BEGIN Records for this exercise
PR #4, opened 2020-09-03
Annotate ExtensionSlotReact component

denniskigen:
Adds type annotation to `ExtensionSlotReact` and deletes an unused interface definition.

### DIFF
--- a/packages/esm-extension-manager/src/extension-slot-react.component.tsx
+++ b/packages/esm-extension-manager/src/extension-slot-react.component.tsx
@@ -9,10 +9,6 @@ export interface ExtensionSlotReactProps {
   children?: ReactNode;
 }
 
-interface CancelLoading {
-  (): void;
-}
-
 interface ExtensionContextData {
   extensionSlotName: string;
   extensionName: string;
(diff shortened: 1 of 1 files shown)


packages/esm-extension-manager/src/extension-slot-react.component.tsx
```diff
@@ -23,7 +19,7 @@ const ExtensionContext = React.createContext<ExtensionContextData>({
   extensionName: "",
 });
 
-export const ExtensionSlotReact = ({
+export const ExtensionSlotReact: React.FC = ({
```
FlorianRappl, line 22: Missing the props. Can you place them in there, too? 

```ts
React.FC<ExtensionSlotProps>
```

FlorianRappl (commented):
Great :beers:!

packages/esm-extension-manager/src/extension-slot-react.component.tsx
denniskigen: Updated

FlorianRappl (approved):
LGTM - thanks :beers:!

PR #5, opened 2020-09-09
Move initial script out of module-spa

brandones:
https://github.com/openmrs/openmrs-module-spa/pull/46


FlorianRappl (commented):
I think this looks good. However, I would suggest giving it a better name. Either `esm-core` (as this is the core), `esm-app-shell`, `esm-shell`, `esm-bundle` or `esm-loader` (all of them sound correct to me).

What are your thoughts @brandones ?

brandones:
Sure, I've never been quite clear on those definitions. This repository, which is for that category of "cross-cutting concerns," I have named `esm-core`. I think `esm-app-shell` is a good name for this.

FlorianRappl (approved):
LGTM - thanks a lot!

PR #9, opened 2020-09-15
Fix tsc error; fixes build failures

denniskigen:
Fixes build failures arising from `tsc` failing with this error:

Screenshot 2020-09-15 at 12 03 57

Which is, more specifically:

Screenshot 2020-09-15 at 11 56 37

Ultimately, per @FlorianRappl, we should disable type checking / compilation errors for test files. Developers have it hard enough already 😄


FlorianRappl (approved):
Thanks. for the work @denniskigen ! 🐝  🍻

PR #10, opened 2020-09-17
MF-314: Create minimal UI editor mode

denniskigen:
https://issues.openmrs.org/browse/MF-314

Paired with @brandones. Thanks, Brandon!

When the UI editor is toggled on:

Screenshot 2020-09-21 at 10 38 40

The UI editor becomes aware of **extensions** and **extension slots** and applies a **yellow outline to the extension slot** and a **cyan background to the extension within it**.

Screenshot 2020-09-21 at 10 24 10

### DIFF
--- a/packages/esm-extension-manager/src/extension-slot-react.component.tsx
+++ b/packages/esm-extension-manager/src/extension-slot-react.component.tsx
@@ -2,6 +2,7 @@ import React, { useState, useContext, ReactNode } from "react";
END Records for this exercise
Wherever a line in the records contains the word "interface", copy that line.

Adds type annotation to `ExtensionSlotReact` and deletes an unused interface definition.
@@ -9,10 +9,6 @@ export interface ExtensionSlotReactProps {
-interface CancelLoading {
 interface ExtensionContextData {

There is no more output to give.